Among the records below, find each line that includes the string "items" and copy it.

Data for review:

*** Block opens ***

PR #1156, opened 2023-04-04
Fix transaction screen scrollbar multiple items per click

Kurtsley:
In the original game, the horizontal scroll bars in the transaction screen moved one item at a time when clicked. In OpenApoc, the scrollbars move depending on the amount of items in the list. This PR fixes this issue by separating the vertical and horizontal scrollbars in the transaction screen and setting the button click to move add or remove exactly one item each time.


FilmBoy84:
Thanks for doing this 🍻 

I was reminded on my stream on Sunday of it and we just had another report in saying it was a problem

*** Block closes ***

Solved problem:
Fix transaction screen scrollbar multiple items per click
In the original game, the horizontal scroll bars in the transaction screen moved one item at a time when clicked. In OpenApoc, the scrollbars move depending on the amount of items in the list. This PR fixes this issue by separating the vertical and horizontal scrollbars in the transaction screen and setting the button click to move add or remove exactly one item each time.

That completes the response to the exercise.